PR #3891, opened 2020-12-07
Fix tests with serialization groups

pmontoya:
…ceItemJsonSchema with serialization groups

| Q             | A
| ------------- | ---
| Bug fix?      | yes
| New feature?  | no
| BC breaks?    | no
| Deprecations? | no
| Tickets       | fixes #3881
| License       | MIT

The serialization context parameter added in src/Bridge/Symfony/Bundle/Test/ApiTestAssertionsTrait.php avoid extra_attributes but breaks serialization groups schema.

Serialization context is now merge in SchemaFactory

Issue #3896, opened 2020-12-09
Schema test wrong since v2.5.8: tested working on 2.5.7


FrankHouwelingCastor:
v2.5.8

**Description**  
The json schema in the test is different from the json schema in documentation and from the json schema of the API response.

**How to reproduce**  
![image](https://user-images.githubusercontent.com/69353572/101617741-4f0c6700-3a11-11eb-9181-7a7885c3d647.png)

```
static::createClient()->request('GET', '/studies');
        self::assertResponseIsSuccessful();
        self::assertResponseHeaderSame('content-type', 'application/ld+json; charset=utf-8');

        self::assertMatchesResourceCollectionJsonSchema(Study::class);
```

Will return:
hydra:member[0].roles[0].user: Object value found, but a string is required

If I var_dump the schema that is being generated by the ApiTestAssertionsTrait::assertMatchesResourceCollectionJsonSchema function it indeed expects a string. This is different from the output of the API docs, and also from what the API returns.

This functionality is broken because of the api-platform/core update (v2.5.7 => v2.5.8). Tested to be working before the update of these packages, with the same code.

madrzejewski:
I have the same issue here, all my tests passed on 2.5.7 and just after updating to 2.5.9 I have errors on the `assertMatchesResourceItemJsonSchema` test but the response seems fine to me.

```
Failed asserting that Array &0 (
    '@context' => '/api/contexts/Template'
    '@id' => '/api/templates/112237'
    '@type' => 'Template'
    'id' => 112237
    [....]
    'additionalsParams' => Array &3 (
        'purgeSecret' => '2c4eb408-f224-44b7-b2aa-69d2877d2bc9'
    )
) matches the provided JSON Schema.
additionalsParams: Object value found, but an array is required
```

alanpoulain:
See https://github.com/api-platform/core/issues/3918. The assertion was not working at all before.

madrzejewski:
@alanpoulain Thanks for your answer. Any ideas how I can correct such error ? I'm assuming I'm doing something wrong but I don't see anything weird. I'm new to Api Platform, I'm following the doc for the testing, I'm not familiar with any of this at this moment. 

I think the problem is in the entity, on the comment around the property ? 

```
    /**
     * @ORM\Column(type="array", nullable=true)
     * @ConstraintCustomJson(type="customHeaders")
     * @Groups({"template:read", "template:write", "template:item:patch"})
     */
```

alanpoulain:
[...]

PR #3993, opened 2021-01-28
SchemaFactory: fix #3881 merge serializer context

### LINKED ISSUE #3881: assertMatchesResourceCollectionJsonSchema and assertMatchesResourceItemJsonSchema breaks after adding ALLOW_EXTRA_ATTRIBUTES to false
**API Platform version(s) affected**: 2.5.8

**Description**  
[This commit](https://github.com/api-platform/core/commit/7595ac7c17eecd5be320026583c040c44c9ed851#diff-b0c03d04114819985843f011d3de75f6516e4c0c26ed9b9357c077338426eb6e) add the serialization context parameter but it breaks serialization groups schema.

I think this due to https://github.com/api-platform/core/blob/ab474b69c4e05318659f91e3cc55625b8c302735/src/JsonSchema/SchemaFactory.php#L283 : as `$serializerContext` is not null, `$this->getSerializerContext($resourceMetadata, $type, $operationType, $operationName)` is not call so serialization groups aren't set in serialization context and assert is false.

**How to reproduce**  
Create an Entity with some properties not serialized and launch test on schema with one of `assertMatchesResourceCollectionJsonSchema` or `assertMatchesResourceItemJsonSchema` : the result will be false

soyuka:
| Q             | A
| ------------- | ---
| Bug fix?      | yes
| New feature?  | no
| BC breaks?    | no
| Deprecations? | no
| Tickets       | fixes #3881
| License       | MIT

Superseeds https://github.com/api-platform/core/pull/3891 by @pmontoya with a test.

### DIFF
--- a/src/JsonSchema/SchemaFactory.php
+++ b/src/JsonSchema/SchemaFactory.php
@@ -292,7 +292,7 @@ final class SchemaFactory implements SchemaFactoryInterface
 
         return [
             $resourceMetadata,
-            array_merge($serializerContext ?? [], $this->getSerializerContext($resourceMetadata, $type, $operationType, $operationName)),
+            array_merge($this->getSerializerContext($resourceMetadata, $type, $operationType, $operationName), $serializerContext ?? []),
             $this->getValidationGroups($resourceMetadata, $operationType, $operationName),
             $inputOrOutput['class'],
         ];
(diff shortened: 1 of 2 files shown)


alanpoulain:
Isn't it dangerous to start merging the contexts? I think it would be preferable to be able to generate context easily for the user.
See also: https://github.com/api-platform/core/issues/3896#issuecomment-763873357.

soyuka:
@pmontoya we did a core team meeting and decided to close this. We wish that user set this `ALLOW_EXTRA_ATTRIBUTES` at the global symfony level instead of in this context. Also, we opened https://github.com/api-platform/core/issues/4006 to follow the work that will be done at this level. Note that we will revert the `ALLOW_EXTRA_ATTRIBUTES` being set in the assertions.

*WHAT TO DO*
Quote all the records exactly, please, leaving none out.

*REPLY*
PR #3891, opened 2020-12-07
Fix tests with serialization groups

pmontoya:
…ceItemJsonSchema with serialization groups

| Q             | A
| ------------- | ---
| Bug fix?      | yes
| New feature?  | no
| BC breaks?    | no
| Deprecations? | no
| Tickets       | fixes #3881
| License       | MIT

The serialization context parameter added in src/Bridge/Symfony/Bundle/Test/ApiTestAssertionsTrait.php avoid extra_attributes but breaks serialization groups schema.

Serialization context is now merge in SchemaFactory

Issue #3896, opened 2020-12-09
Schema test wrong since v2.5.8: tested working on 2.5.7


FrankHouwelingCastor:
v2.5.8

**Description**  
The json schema in the test is different from the json schema in documentation and from the json schema of the API response.

**How to reproduce**  
![image](https://user-images.githubusercontent.com/69353572/101617741-4f0c6700-3a11-11eb-9181-7a7885c3d647.png)

```
static::createClient()->request('GET', '/studies');
        self::assertResponseIsSuccessful();
        self::assertResponseHeaderSame('content-type', 'application/ld+json; charset=utf-8');

        self::assertMatchesResourceCollectionJsonSchema(Study::class);
```

Will return:
hydra:member[0].roles[0].user: Object value found, but a string is required

If I var_dump the schema that is being generated by the ApiTestAssertionsTrait::assertMatchesResourceCollectionJsonSchema function it indeed expects a string. This is different from the output of the API docs, and also from what the API returns.

This functionality is broken because of the api-platform/core update (v2.5.7 => v2.5.8). Tested to be working before the update of these packages, with the same code.

madrzejewski:
I have the same issue here, all my tests passed on 2.5.7 and just after updating to 2.5.9 I have errors on the `assertMatchesResourceItemJsonSchema` test but the response seems fine to me.

```
Failed asserting that Array &0 (
    '@context' => '/api/contexts/Template'
    '@id' => '/api/templates/112237'
    '@type' => 'Template'
    'id' => 112237
    [....]
    'additionalsParams' => Array &3 (
        'purgeSecret' => '2c4eb408-f224-44b7-b2aa-69d2877d2bc9'
    )
) matches the provided JSON Schema.
additionalsParams: Object value found, but an array is required
```

alanpoulain:
See https://github.com/api-platform/core/issues/3918. The assertion was not working at all before.

madrzejewski:
@alanpoulain Thanks for your answer. Any ideas how I can correct such error ? I'm assuming I'm doing something wrong but I don't see anything weird. I'm new to Api Platform, I'm following the doc for the testing, I'm not familiar with any of this at this moment. 

I think the problem is in the entity, on the comment around the property ? 

```
    /**
     * @ORM\Column(type="array", nullable=true)
     * @ConstraintCustomJson(type="customHeaders")
     * @Groups({"template:read", "template:write", "template:item:patch"})
     */
```

alanpoulain:
[...]

PR #3993, opened 2021-01-28
SchemaFactory: fix #3881 merge serializer context

### LINKED ISSUE #3881: assertMatchesResourceCollectionJsonSchema and assertMatchesResourceItemJsonSchema breaks after adding ALLOW_EXTRA_ATTRIBUTES to false
**API Platform version(s) affected**: 2.5.8

**Description**  
[This commit](https://github.com/api-platform/core/commit/7595ac7c17eecd5be320026583c040c44c9ed851#diff-b0c03d04114819985843f011d3de75f6516e4c0c26ed9b9357c077338426eb6e) add the serialization context parameter but it breaks serialization groups schema.

I think this due to https://github.com/api-platform/core/blob/ab474b69c4e05318659f91e3cc55625b8c302735/src/JsonSchema/SchemaFactory.php#L283 : as `$serializerContext` is not null, `$this->getSerializerContext($resourceMetadata, $type, $operationType, $operationName)` is not call so serialization groups aren't set in serialization context and assert is false.

**How to reproduce**  
Create an Entity with some properties not serialized and launch test on schema with one of `assertMatchesResourceCollectionJsonSchema` or `assertMatchesResourceItemJsonSchema` : the result will be false

soyuka:
| Q             | A
| ------------- | ---
| Bug fix?      | yes
| New feature?  | no
| BC breaks?    | no
| Deprecations? | no
| Tickets       | fixes #3881
| License       | MIT

Superseeds https://github.com/api-platform/core/pull/3891 by @pmontoya with a test.

### DIFF
--- a/src/JsonSchema/SchemaFactory.php
+++ b/src/JsonSchema/SchemaFactory.php
@@ -292,7 +292,7 @@ final class SchemaFactory implements SchemaFactoryInterface
 
         return [
             $resourceMetadata,
-            array_merge($serializerContext ?? [], $this->getSerializerContext($resourceMetadata, $type, $operationType, $operationName)),
+            array_merge($this->getSerializerContext($resourceMetadata, $type, $operationType, $operationName), $serializerContext ?? []),
             $this->getValidationGroups($resourceMetadata, $operationType, $operationName),
             $inputOrOutput['class'],
         ];
(diff shortened: 1 of 2 files shown)


alanpoulain:
Isn't it dangerous to start merging the contexts? I think it would be preferable to be able to generate context easily for the user.
See also: https://github.com/api-platform/core/issues/3896#issuecomment-763873357.

soyuka:
@pmontoya we did a core team meeting and decided to close this. We wish that user set this `ALLOW_EXTRA_ATTRIBUTES` at the global symfony level instead of in this context. Also, we opened https://github.com/api-platform/core/issues/4006 to follow the work that will be done at this level. Note that we will revert the `ALLOW_EXTRA_ATTRIBUTES` being set in the assertions.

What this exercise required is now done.